Every entry below must be reproduced exactly.

BEGIN Data to examine

PR #3237, opened 2025-10-21
Add missing env for local builds with latest plugin

douglowder:
# Why

Currently, the CLI is using an old version of `eas-cli-local-build-plugin` for builds with `eas build --local`. This is not ideal, as this means that local builds are not using the most recent `build-tools` and other packages.

# How

- Modify `local.ts` so that the version of the plugin matches the version of `@expo/eas-build-job` used by the CLI
- Add some missing environment variables that are required in the most recent releases of `@expo/build-tools`

# Test Plan

- Testing with local builds on my dev machine
- CI should pass

### DIFF
--- a/packages/eas-cli/src/build/local.ts
+++ b/packages/eas-cli/src/build/local.ts
@@ -1,13 +1,14 @@
-import { Job, Metadata } from '@expo/eas-build-job';
+import { Job, Metadata, version } from '@expo/eas-build-job';
 import spawnAsync from '@expo/spawn-async';
 import { ChildProcess } from 'child_process';
 import semver from 'semver';
 
+import { getExpoApiBaseUrl } from '../api';
 import Log from '../log';
 import { ora } from '../ora';
 
 const PLUGIN_PACKAGE_NAME = 'eas-cli-local-build-plugin';
-const PLUGIN_PACKAGE_VERSION = '1.0.171';
+const PLUGIN_PACKAGE_VERSION = version; // should match version of @expo/eas-build-job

END Data to examine

Written reply:
PR #3237, opened 2025-10-21
Add missing env for local builds with latest plugin

douglowder:
# Why

Currently, the CLI is using an old version of `eas-cli-local-build-plugin` for builds with `eas build --local`. This is not ideal, as this means that local builds are not using the most recent `build-tools` and other packages.

# How

- Modify `local.ts` so that the version of the plugin matches the version of `@expo/eas-build-job` used by the CLI
- Add some missing environment variables that are required in the most recent releases of `@expo/build-tools`

# Test Plan

- Testing with local builds on my dev machine
- CI should pass

### DIFF
--- a/packages/eas-cli/src/build/local.ts
+++ b/packages/eas-cli/src/build/local.ts
@@ -1,13 +1,14 @@
-import { Job, Metadata } from '@expo/eas-build-job';
+import { Job, Metadata, version } from '@expo/eas-build-job';
 import spawnAsync from '@expo/spawn-async';
 import { ChildProcess } from 'child_process';
 import semver from 'semver';
 
+import { getExpoApiBaseUrl } from '../api';
 import Log from '../log';
 import { ora } from '../ora';
 
 const PLUGIN_PACKAGE_NAME = 'eas-cli-local-build-plugin';
-const PLUGIN_PACKAGE_VERSION = '1.0.171';
+const PLUGIN_PACKAGE_VERSION = version; // should match version of @expo/eas-build-job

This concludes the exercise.